Kids These Days

'Scott Pilgrim' features exciting action, superior music and enjoyable characters

Scott Pilgrim vs. the World is a film that nicely encapsulates the state of current young adult lives—a world where patience is lost, music and technology rule, and boys apparently dig girls with constantly changing hair colors.

Edgar Wright's adaptation of Bryan Lee O'Malley's graphic novels is a kinetic visual feast, and an often hilarious love story that is like no other movie.

Michael Cera plays Scott Pilgrim, a 22-year-old Toronto resident rocking the world in a garage band and dating 17-year-old Knives Chau (Ellen Wong). Knives worships him and his band, Sex Bob-omb, to a point that is somewhat alarming, and while Scott finds his time with her pleasant, he secretly yearns for something more.

That more comes in the form of Ramona Flowers (Mary Elizabeth Winstead), a beautiful and somewhat droll woman who appeared in his dreams before he actually met her. They start dating behind Knives' back, a fact that doesn't even register with Scott, because he's so blindingly in love.
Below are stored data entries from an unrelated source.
PR #3648, opened 2026-08-27
feat(daemon): Phase 1 MVP — persistent background session daemon

TimeToBuildBob:
## Summary

- Adds `gptme daemon` command group for managing persistent background sessions
- Sessions survive terminal close, SSH drops, and laptop sleep via Unix domain socket IPC
- Implements tmux-style attach/detach UX: `gptme daemon start`, `gptme daemon attach`

## Design

**Architecture**: Unix domain socket + 4-byte length-prefixed JSON protocol. Chosen over HTTP for lower latency, simpler implementation, and `mode 0600` user-isolation.

**New files**:
- `gptme/server/ipc_protocol.py` — wire format codec (`IPCMessage`, `send_msg`, `recv_msg`)
- `gptme/server/daemon.py` — `SessionDaemon` class (double-fork daemonize, I/O pump, accept loop, 64KB ring-buffer history replay)
- `gptme/cli/cmd_daemon.py` — Click subcommands: `start`, `attach`, `list`, `stop`, `status`
- `tests/test_daemon.py` — 19 tests covering protocol roundtrip, path helpers, daemon state, attach protocol, CLI smoke

**Design decisions** (resolved, from architecture doc `knowledge/technical-designs/gptme-session-daemon-architecture.md`):
- Auto-start on attach (Option A — better UX, matches tmux)
- Socket at `~/.config/gptme/daemon/<name>.socket` via `get_config_dir()` (survives `/tmp` cleanup)  
- Single-client MVP — multi-client observe-only fan-out is Phase 3
- In-flight recovery is Phase 2; MVP reuses existing JSONL persistence

## Usage

```bash
# Start a background session
gptme daemon start --session mywork "Implement feature X"

# Re-attach from any terminal (auto-starts if not running)
gptme daemon attach mywork

# List and manage
gptme daemon list
gptme daemon status mywork
gptme daemon stop mywork

# Also available as standalone binary
gptme-daemon start --session mywork
```

## Test plan

- [x] `pytest tests/test_daemon.py` — 19/19 pass
- [x] ruff clean (TC003, B904, F401 violations fixed)
- [x] mypy clean on daemon files (pre-existing acp errors unrelated)
- [ ] Manual smoke test: `gptme daemon start --session test "say hello" && gptme daemon attach test`

### DIFF
--- a/gptme/cli/cmd_daemon.py
+++ b/gptme/cli/cmd_daemon.py
@@ -1,0 +1,208 @@
+"""gptme daemon — persistent background session management.
+
+Commands:
+  gptme daemon start [--session NAME] [PROMPT...]  Start a daemon session
+  gptme daemon attach NAME                         Attach to a running daemon
+  gptme daemon list                                List running daemons
+  gptme daemon stop NAME                           Stop a daemon session
+  gptme daemon status NAME                         Show daemon status
+
+Design notes:
+- attach auto-starts a daemon when the session does not yet exist
+- Single-client MVP: only one attach at a time (Phase 3 adds multi-client)
+- Non-interactive mode: prompts are passed as arguments, not typed interactively
+  (PTY/interactive support is Phase 2)
+"""
+
+from __future__ import annotations
+
+import logging
+
+import click
+
+logger = logging.getLogger(__name__)
+
+
+@click.group("daemon")
+def cli() -> None:
+    """Manage persistent background gptme sessions."""
+
+
+@cli.command("start")
+@click.option(
+    "--session",
+    "-s",
+    default=None,
+    help="Session name (defaults to a timestamp-based name)",
+)
+@click.option("--model", "-m", default=None, help="Model to use")
+@click.option("--workspace", "-w", default=None, help="Workspace directory")
+@click.argument("prompts", nargs=-1)
+def start(
+    session: str | None,
+    model: str | None,
+    workspace: str | None,
+    prompts: tuple[str, ...],
+) -> None:
+    """Start a gptme session as a background daemon.
+
+    The session runs non-interactively in the background and writes to its
+    conversation log. Attach later with 'gptme daemon attach NAME' to watch
+    output or inject additional prompts.
+
+    Example:
+
+        gptme daemon start --session mywork "Implement feature X"
+        gptme daemon attach mywork
+    """
+    from ..server.daemon import SessionDaemon, get_socket_path
+
+    if session is None:
+        from datetime import datetime, timezone
+
+        session = datetime.now(timezone.utc).strftime("daemon-%Y%m%dT%H%M%S")
+
+    sock_path = get_socket_path(session)
+    if sock_path.exists():
+        daemon = SessionDaemon(session)
+        if daemon.is_running():
+            click.echo(
+                f"Daemon '{session}' is already running (socket: {sock_path})", err=True
+            )
+            raise SystemExit(1)
+
+    # Build gptme args
+    gptme_args: list[str] = ["--name", session]
+    if model:
+        gptme_args += ["--model", model]
+    if workspace:
+        gptme_args += ["--workspace", workspace]
+    gptme_args += list(prompts)
+
+    daemon = SessionDaemon(session)
+    click.echo(f"Starting daemon '{session}'...")
+
+    # daemonize=True → double-fork; parent returns here, child runs the daemon
+    daemon.start(gptme_args, daemonize=True)
+
+    # Parent continues here
+    click.echo(f"Daemon started. Attach with: gptme daemon attach {session}")
+    click.echo(f"Socket: {sock_path}")
+
+
+@cli.command("attach")
+@click.argument("session")
+@click.option(
+    "--start-if-missing",
+    is_flag=True,
+    default=True,
+    show_default=True,
+    help="Auto-start the daemon if the session is not running (default: on)",
+)
+def attach_cmd(session: str, start_if_missing: bool) -> None:
+    """Attach to a running daemon session.
+
+    Prints buffered output from session start, then relays stdin/stdout in
+    real-time. Detach with Ctrl-D or Ctrl-C — the daemon keeps running.
+    """
+    from ..server.daemon import SessionDaemon, attach, get_socket_path
+
+    sock_path = get_socket_path(session)
+    if not sock_path.exists():
+        if not start_if_missing:
+            click.echo(
+                f"No running daemon for session '{session}'. Start with: gptme daemon start --session {session}",
+                err=True,
+            )
+            raise SystemExit(1)
+
+        click.echo(f"Session '{session}' not running — starting it now...", err=True)
+        daemon = SessionDaemon(session)
+        daemon.start(["--name", session], daemonize=True)
+
+        # Wait briefly for the socket to appear
+        import time
+
+        for _ in range(20):
+            if sock_path.exists():
+                break
+            time.sleep(0.2)
+        else:
+            click.echo("Daemon did not start in time (socket not found).", err=True)
+            raise SystemExit(1)
+
+    try:
+        attach(session)
+    except FileNotFoundError as e:
+        click.echo(str(e), err=True)
+        raise SystemExit(1) from e
+    except ConnectionRefusedError as e:
+        click.echo(
+            f"Could not connect to daemon '{session}'. It may have exited.", err=True
+        )
+        raise SystemExit(1) from e
+
+
+@cli.command("list")
+@click.option("--json", "as_json", is_flag=True, help="Output as JSON")
+def list_cmd(as_json: bool) -> None:
+    """List running daemon sessions."""
+    from ..server.daemon import list_daemons
+
+    daemons = list_daemons()
+    if as_json:
+        import json
+
+        click.echo(json.dumps(daemons, indent=2))
+        return
+
+    if not daemons:
+        click.echo("No daemon sessions found.")
+        return
+
+    click.echo(f"{'SESSION':<20} {'PID':<8} {'STATUS':<10} SOCKET")
+    for d in daemons:
+        pid = str(d["pid"]) if d["pid"] else "-"
+        status = "running" if d["running"] else "stopped"
+        sock = d["socket"] or "-"
+        click.echo(f"{d['session']:<20} {pid:<8} {status:<10} {sock}")
+
+
+@cli.command("stop")
+@click.argument("session")
+def stop_cmd(session: str) -> None:
+    """Stop a running daemon session (sends SIGTERM)."""
+    from ..server.daemon import SessionDaemon
+
+    daemon = SessionDaemon(session)
+    if not daemon.is_running():
+        click.echo(f"Daemon '{session}' is not running.", err=True)
+        raise SystemExit(1)
+
+    daemon.stop()
+    click.echo(f"Stopped daemon '{session}'.")
+
+
+@cli.command("status")
+@click.argument("session")
+def status_cmd(session: str) -> None:
+    """Show status of a daemon session."""
+    from ..server.daemon import SessionDaemon, get_socket_path
+
+    daemon = SessionDaemon(session)
+    sock_path = get_socket_path(session)
+    running = daemon.is_running()
+    click.echo(f"Session:  {session}")
+    click.echo(f"Status:   {'running' if running else 'stopped'}")
+    click.echo(
+        f"Socket:   {sock_path} ({'exists' if sock_path.exists() else 'missing'})"
+    )
+
+
+# Allow `gptme-daemon` as a standalone entry point
+def main() -> None:
+    cli()
+
+
+if __name__ == "__main__":
+    main()
--- a/gptme/cli/cmd_daemon.py
+++ b/gptme/cli/cmd_daemon.py
@@ -23,6 +23,22 @@ import click
 logger = logging.getLogger(__name__)
 
 
+class SessionName(click.ParamType):
+    """Click type for daemon session names stored as path components."""
+
+    name = "TEXT"
+
+    def convert(self, value, param, ctx):
+        from ..util.conversation_ids import conversation_id_error
+
+        if error := conversation_id_error(value):
+            self.fail(error, param, ctx)
+        return value
+
+
+_SESSION_NAME = SessionName()
+
+
 @click.group("daemon")
 def cli() -> None:
     """Manage persistent background gptme sessions."""
@@ -33,6 +49,7 @@ def cli() -> None:
     "--session",
     "-s",
     default=None,
+    type=_SESSION_NAME,
     help="Session name (defaults to a timestamp-based name)",
 )
 @click.option("--model", "-m", default=None, help="Model to use")
@@ -91,7 +108,7 @@ def start(
 
 
 @cli.command("attach")
-@click.argument("session")
+@click.argument("session", type=_SESSION_NAME)
 @click.option(
     "--start-if-missing/--no-start-if-missing",
     default=True,
@@ -136,10 +153,8 @@ def attach_cmd(session: str, start_if_missing: bool) -> None:
     except FileNotFoundError as e:
         click.echo(str(e), err=True)
         raise SystemExit(1) from e
-    except (ConnectionRefusedError, ConnectionResetError) as e:
-        click.echo(
-            f"Could not connect to daemon '{session}'. It may have exited.", err=True
-        )
+    except (ConnectionRefusedError, ConnectionResetError, TimeoutError) as e:
+        click.echo(f"Could not attach to daemon '{session}': {e}", err=True)
         raise SystemExit(1) from e
 
 
@@ -169,7 +184,7 @@ def list_cmd(as_json: bool) -> None:
 
 
 @cli.command("stop")
-@click.argument("session")
+@click.argument("session", type=_SESSION_NAME)
 def stop_cmd(session: str) -> None:
     """Stop a running daemon session (sends SIGTERM)."""
     from ..server.daemon import SessionDaemon
@@ -184,7 +199,7 @@ def stop_cmd(session: str) -> None:
 
 
 @cli.command("status")
-@click.argument("session")
+@click.argument("session", type=_SESSION_NAME)
 def status_cmd(session: str) -> None:
     """Show status of a daemon session."""
     from ..server.daemon import SessionDaemon, get_socket_path
--- a/gptme/cli/cmd_daemon.py
+++ b/gptme/cli/cmd_daemon.py
@@ -194,7 +194,11 @@ def stop_cmd(session: str) -> None:
         click.echo(f"Daemon '{session}' is not running.", err=True)
         raise SystemExit(1)
 
-    daemon.stop()
+    try:
+        daemon.stop()
+    except TimeoutError as e:
+        click.echo(f"Timed out waiting for daemon '{session}' to stop.", err=True)
+        raise SystemExit(1) from e
     click.echo(f"Stopped daemon '{session}'.")
 
 
--- a/gptme/cli/cmd_daemon.py
+++ b/gptme/cli/cmd_daemon.py
@@ -199,6 +199,9 @@ def stop_cmd(session: str) -> None:
     except TimeoutError as e:
         click.echo(f"Timed out waiting for daemon '{session}' to stop.", err=True)
         raise SystemExit(1) from e
+    except RuntimeError as e:
+        click.echo(str(e), err=True)
+        raise SystemExit(1) from e
     click.echo(f"Stopped daemon '{session}'.")
 
 
--- a/gptme/cli/cmd_daemon.py
+++ b/gptme/cli/cmd_daemon.py
@@ -71,19 +71,19 @@ def start(
             )
             raise SystemExit(1)
 
-    # Build gptme args
+    # Build the stable arguments reused for each queued turn. Prompts are kept
+    # separate so later attached input can run as another turn in this session.
     gptme_args: list[str] = ["--name", session]
     if model:
         gptme_args += ["--model", model]
     if workspace:
         gptme_args += ["--workspace", workspace]
-    gptme_args += list(prompts)
 
     daemon = SessionDaemon(session)
     click.echo(f"Starting daemon '{session}'...")
 
     # daemonize=True → double-fork; parent returns here, child runs the daemon
-    daemon.start(gptme_args, daemonize=True)
+    daemon.start(gptme_args, prompts=list(prompts), daemonize=True)
 
     # Parent continues here
     click.echo(f"Daemon started. Attach with: gptme daemon attach {session}")
@@ -118,17 +118,18 @@ def attach_cmd(session: str, start_if_missing: bool) -> None:
 
         click.echo(f"Session '{session}' not running — starting it now...", err=True)
         daemon = SessionDaemon(session)
-        daemon.start(["--name", session], daemonize=True)
+        daemon.start(["--name", session], prompts=[], daemonize=True)
 
-        # Wait briefly for the socket to appear
+        # Wait briefly for the daemon to start accepting connections. Checking
+        # only path existence races with bind/listen and stale socket files.
         import time
 
         for _ in range(20):
-            if sock_path.exists():
+            if daemon.is_running():
                 break
             time.sleep(0.2)
         else:
-            click.echo("Daemon did not start in time (socket not found).", err=True)
+            click.echo("Daemon did not start in time.", err=True)
             raise SystemExit(1)
 
     try:
@@ -136,7 +137,7 @@ def attach_cmd(session: str, start_if_missing: bool) -> None:
     except FileNotFoundError as e:
         click.echo(str(e), err=True)
         raise SystemExit(1) from e
-    except ConnectionRefusedError as e:
+    except (ConnectionRefusedError, ConnectionResetError) as e:
         click.echo(
             f"Could not connect to daemon '{session}'. It may have exited.", err=True
         )
--- a/gptme/cli/cmd_daemon.py
+++ b/gptme/cli/cmd_daemon.py
@@ -93,11 +93,10 @@ def start(
 @cli.command("attach")
 @click.argument("session")
 @click.option(
-    "--start-if-missing",
-    is_flag=True,
+    "--start-if-missing/--no-start-if-missing",
     default=True,
     show_default=True,
-    help="Auto-start the daemon if the session is not running (default: on)",
+    help="Auto-start the daemon if the session is not running",
 )
 def attach_cmd(session: str, start_if_missing: bool) -> None:
     """Attach to a running daemon session.
--- a/gptme/server/daemon.py
+++ b/gptme/server/daemon.py
@@ -208,6 +208,9 @@ class SessionDaemon:
                 continue
             try:
                 self._run_turn(gptme_args, prompts)
+            except Exception as exc:
+                logger.exception("Daemon turn failed")
+                self._publish_output(b"", f"\n[daemon error] Turn failed: {exc}\n")
             finally:
                 self._turn_queue.task_done()
 
@@ -215,7 +218,10 @@ class SessionDaemon:
         # stdin must be DEVNULL.  A PIPE is non-TTY input, so gptme would wait for
         # EOF while trying to consume piped input before processing CLI prompts.
         proc = subprocess.Popen(
-            [sys.executable, "-m", "gptme", "--non-interactive"] + gptme_args + prompts,
+            [sys.executable, "-m", "gptme", "--non-interactive"]
+            + gptme_args
+            + ["--"]
+            + prompts,
             stdin=subprocess.DEVNULL,
             stdout=subprocess.PIPE,
             stderr=subprocess.STDOUT,
@@ -278,7 +284,13 @@ class SessionDaemon:
             if not rlist:
                 continue
 
-            client, _ = server_sock.accept()
+            try:
+                client, _ = server_sock.accept()
+            except OSError:
+                if self._stop_event.is_set():
+                    break
+                logger.warning("Daemon accept failed", exc_info=True)
+                continue
             client.setblocking(True)
             try:
                 self._serve_client(client)
@@ -311,9 +323,10 @@ class SessionDaemon:
                 return
             self._client = client
 
+        recv_buffer = bytearray()
         while not self._stop_event.is_set():
             try:
-                msg = recv_msg(client)
+                msg = recv_msg(client, recv_buffer)
             except TimeoutError:
                 continue
             except (OSError, ValueError):
--- a/gptme/server/daemon.py
+++ b/gptme/server/daemon.py
@@ -19,6 +19,7 @@ later attachments continue the conversation after earlier turns have exited.
 from __future__ import annotations
 
 import codecs
+import fcntl
 import logging
 import os
 import queue
@@ -33,7 +34,7 @@ from typing import TYPE_CHECKING
 
 if TYPE_CHECKING:
     from pathlib import Path
-    from typing import Protocol
+    from typing import IO, Protocol
 
     class _ReadableFD(Protocol):
         def fileno(self) -> int: ...
@@ -86,6 +87,7 @@ class SessionDaemon:
         self._stop_event = threading.Event()
         self._proc_lock = threading.Lock()
         self._proc: subprocess.Popen[bytes] | None = None
+        self._pid_file: IO[str] | None = None
 
     # ------------------------------------------------------------------
     # Public API
@@ -114,28 +116,48 @@ class SessionDaemon:
         try:
             pid = int(self.pid_path.read_text())
             os.kill(pid, 0)
+            pid_file = self.pid_path.open()
         except (FileNotFoundError, ProcessLookupError, PermissionError, ValueError):
             return False
-        # The MVP intentionally serves one attached client at a time. A handshake
-        # probe would therefore time out while that client is attached even though
-        # the daemon is healthy. The PID and bound socket are the daemon-owned
-        # lifecycle markers; cleanup removes both when the process exits.
-        return True
+        try:
+            fcntl.flock(pid_file, fcntl.LOCK_EX | fcntl.LOCK_NB)
+        except BlockingIOError:
+            return True
+        else:
+            fcntl.flock(pid_file, fcntl.LOCK_UN)
+            return False
+        finally:
+            pid_file.close()
 
     def stop(self) -> None:
-        """Send SIGTERM to the daemon process."""
+        """Send SIGTERM only to the process that owns the daemon PID file."""
+        if not self.is_running():
+            return
         try:
             pid = int(self.pid_path.read_text())
             os.kill(pid, signal.SIGTERM)
-        except (FileNotFoundError, ProcessLookupError, ValueError):
+        except (FileNotFoundError, ProcessLookupError, PermissionError, ValueError):
             pass
 
     # ------------------------------------------------------------------
     # Internal — runs in the daemon process
     # ------------------------------------------------------------------
 
+    def _acquire_pid_file(self) -> None:
+        pid_file = self.pid_path.open("a+")
+        try:
+            fcntl.flock(pid_file, fcntl.LOCK_EX | fcntl.LOCK_NB)
+        except OSError:
+            pid_file.close()
+            raise
+        pid_file.seek(0)
+        pid_file.truncate()
+        pid_file.write(str(os.getpid()))
+        pid_file.flush()
+        self._pid_file = pid_file
+
     def _run(self, gptme_args: list[str], prompts: list[str]) -> None:
-        self.pid_path.write_text(str(os.getpid()))
+        self._acquire_pid_file()
 
         server_sock = socket.socket(socket.AF_UNIX, socket.SOCK_STREAM)
         server_sock.setsockopt(socket.SOL_SOCKET, socket.SO_REUSEADDR, 1)
@@ -336,8 +358,11 @@ class SessionDaemon:
                     self._client = None
 
     def _cleanup(self) -> None:
-        for path in (self.socket_path, self.pid_path):
-            path.unlink(missing_ok=True)
+        self.socket_path.unlink(missing_ok=True)
+        if self._pid_file is not None:
+            self._pid_file.close()
+            self._pid_file = None
+            self.pid_path.unlink(missing_ok=True)
 
 
 # ---------------------------------------------------------------------------
@@ -439,12 +464,12 @@ def list_daemons() -> list[dict]:
     for pid_file in daemon_dir.glob("*.pid"):
         name = pid_file.stem
         sock = daemon_dir / f"{name}.socket"
+        daemon = SessionDaemon(name)
+        running = daemon.is_running()
         try:
             pid = int(pid_file.read_text())
-            os.kill(pid, 0)
-            running = sock.exists()
-        except (ValueError, ProcessLookupError, PermissionError):
-            running = False
+        except ValueError:
+            pid = 0
         result.append(
             {
                 "session": name,
--- a/gptme/server/daemon.py
+++ b/gptme/server/daemon.py
@@ -617,7 +617,13 @@ def _stop_via_socket(sock_path: Path) -> None:
     try:
         conn.connect(str(sock_path))
         send_msg(conn, IPCMessage(type="signal", data={"signal": "SIGTERM"}))
-    except OSError:
+        # Keep the receive half open until the daemon consumes the signal.  A
+        # regular client slot sends its ready frame before reading the signal;
+        # closing here could make that write fail and discard the stop request.
+        conn.shutdown(socket.SHUT_WR)
+        while recv_msg(conn) is not None:
+            pass
+    except (OSError, ValueError):
         pass
     finally:
         conn.close()
--- a/gptme/server/daemon.py
+++ b/gptme/server/daemon.py
@@ -616,14 +616,6 @@ def _stop_via_socket(sock_path: Path) -> None:
     conn.settimeout(_ATTACH_HANDSHAKE_TIMEOUT)
     try:
         conn.connect(str(sock_path))
-        # Check if ready message is available (short timeout for control connections)
-        conn.settimeout(0.1)
-        try:
-            recv_msg(conn)
-        except (OSError, ValueError, TimeoutError):
-            pass
-        # Send stop signal (extend timeout for sending)
-        conn.settimeout(_ATTACH_HANDSHAKE_TIMEOUT)
         send_msg(conn, IPCMessage(type="signal", data={"signal": "SIGTERM"}))
     except OSError:
         pass
--- a/gptme/server/daemon.py
+++ b/gptme/server/daemon.py
@@ -616,6 +616,14 @@ def _stop_via_socket(sock_path: Path) -> None:
     conn.settimeout(_ATTACH_HANDSHAKE_TIMEOUT)
     try:
         conn.connect(str(sock_path))
+        # Check if ready message is available (short timeout for control connections)
+        conn.settimeout(0.1)
+        try:
+            recv_msg(conn)
+        except (OSError, ValueError, TimeoutError):
+            pass
+        # Send stop signal (extend timeout for sending)
+        conn.settimeout(_ATTACH_HANDSHAKE_TIMEOUT)
         send_msg(conn, IPCMessage(type="signal", data={"signal": "SIGTERM"}))
     except OSError:
         pass
--- a/gptme/server/daemon.py
+++ b/gptme/server/daemon.py
@@ -138,12 +138,19 @@ class SessionDaemon:
             pid_file.close()
 
     def stop(self) -> None:
-        """Send SIGTERM only to the process that owns the daemon PID file."""
-        if not self.is_running():
+        """Signal the daemon while continuously proving PID-file ownership."""
+        if not self.socket_path.exists():
             return
         try:
-            pid = int(self.pid_path.read_text())
-            os.kill(pid, signal.SIGTERM)
+            with self.pid_path.open() as pid_file:
+                try:
+                    fcntl.flock(pid_file, fcntl.LOCK_EX | fcntl.LOCK_NB)
+                except BlockingIOError:
+                    pid_file.seek(0)
+                    pid = int(pid_file.read())
+                    os.kill(pid, signal.SIGTERM)
+                else:
+                    fcntl.flock(pid_file, fcntl.LOCK_UN)
         except (FileNotFoundError, ProcessLookupError, PermissionError, ValueError):
             pass
 
@@ -475,7 +482,7 @@ def attach(session_name: str) -> None:
         while not stop_event.is_set():
             try:
                 msg = recv_msg(conn)
-            except OSError:
+            except (OSError, ValueError):
                 break
             if msg is None:
                 break
--- a/gptme/server/daemon.py
+++ b/gptme/server/daemon.py
@@ -47,6 +47,13 @@ logger = logging.getLogger(__name__)
 
 # Output ring-buffer: send this many bytes of history to a newly attached client
 _OUTPUT_HISTORY_BYTES = 64 * 1024
+# Short polling timeout keeps disconnect and shutdown detection responsive.
+_CLIENT_READ_TIMEOUT = 0.2
+# Writes are bounded independently: large terminal output may legitimately take
+# longer than one read-poll interval, but a non-reading client cannot block a turn.
+_CLIENT_WRITE_TIMEOUT = 5.0
+# A queued second attach must fail instead of waiting forever for the only client slot.
+_ATTACH_HANDSHAKE_TIMEOUT = 2.0
 
 
 def get_daemon_dir() -> Path:
@@ -255,6 +262,7 @@ class SessionDaemon:
     def _publish_output(self, chunk: bytes, text: str | None = None) -> None:
         if text is None:
             text = chunk.decode("utf-8", errors="replace")
+        failed_client: socket.socket | None = None
         with self._output_lock:
             if text:
                 self._output_buf.append(text)
@@ -264,13 +272,14 @@ class SessionDaemon:
                     self._output_buf_size -= len(dropped.encode())
 
             if self._client is not None and text:
-                try:
-                    send_msg(
-                        self._client,
-                        IPCMessage(type="output", data=text),
-                    )
-                except OSError:
+                if not self._write_client(
+                    self._client, IPCMessage(type="output", data=text)
+                ):
+                    failed_client = self._client
                     self._client = None
+
+        if failed_client is not None:
+            self._disconnect_client(failed_client)
 
     def _accept_loop(self, server_sock: socket.socket) -> None:
         """Accept one client at a time while the daemon remains alive."""
@@ -302,24 +311,18 @@ class SessionDaemon:
 
     def _serve_client(self, client: socket.socket) -> None:
         """Replay output history, then queue prompts received from the client."""
-        # Bound every write, including the initial handshake and history replay.
-        # A client that connects without reading must not stall the daemon worker.
-        client.settimeout(0.2)
+        client.settimeout(_CLIENT_READ_TIMEOUT)
         # Publish the client only after history is fully sent.  Holding the same
         # lock used by _publish_output makes history-before-live ordering atomic.
         with self._output_lock:
             history = "".join(self._output_buf)
-            try:
-                send_msg(
-                    client,
-                    IPCMessage(type="status", data={"ready": True}),
-                )
-                if history:
-                    send_msg(
-                        client,
-                        IPCMessage(type="output", data=history),
-                    )
-            except OSError:
+            if not self._write_client(
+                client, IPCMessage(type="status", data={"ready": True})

All is well until Scott learns he must battle Ramona's "Seven Evil Exes" in a series of showdowns that get progressively more epic.

Wright, who directed the already classic Shaun of the Dead, isn't shooting for major depth here. He's crafted a 112-minute video game, complete with arcade sounds and gamer instructions. In some ways, the movie comes off as a slightly cynical take on a modern society dependent on cellular phones, texting and video games. One of the film's best running gags involves the ability of Scott's gay roommate, Wallace Wells (Kieran Culkin), to call or text Scott's sister, Stacey (Anna Kendrick), with news about Scott's love life with lightning speed—even when Wallace is unconscious.

The evil exes show up to do battle one at a time; they include film star Lucas Lee (Chris Evans), who sometimes recruits his stuntmen to help battle Scott, and super-epic bass-player Todd Ingram (Brandon Routh), who uses the power of veganism. Routh, who has temporarily lost his job as Superman, is one of the funnier presences in the film. Christopher Nolan (who is producing the next Superman film) needs to see this movie and perhaps reconsider Routh for the role. Routh owns the moments he has in this film, and deserves another chance.

Cera actually makes for an impressive action star in this movie, throwing punches and kicks in credible fashion. Cera also looks the part of a bass player. Ironically, Cera has never before delivered a more well-rounded, "real" performance—a significant feat, considering that this film rarely stops to breathe. He's funny and sweet, and clearly at the top of his game as an actor.

Winstead is a wise choice for a dream-girl role. The camera loves her, and so will just about everybody who watches this movie. Kendrick, so good in last year's Up in the Air, is very funny in her small, fast-talking role. Culkin gets the film's biggest laughs in perhaps the greatest role ever played by anybody with the last name "Culkin."

Wright has made some superior music choices for the soundtrack, getting musician and Radiohead producer Nigel Godrich to provide the score, with contributions from Beck (who composed Sex Bob-omb's songs) and Broken Social Scene.

With this and Kick-Ass, 2010 is proving to be a good year for graphic-novel movies. It is still, however, a shit year for Sex and the City movies, and movies featuring Brendan Fraser.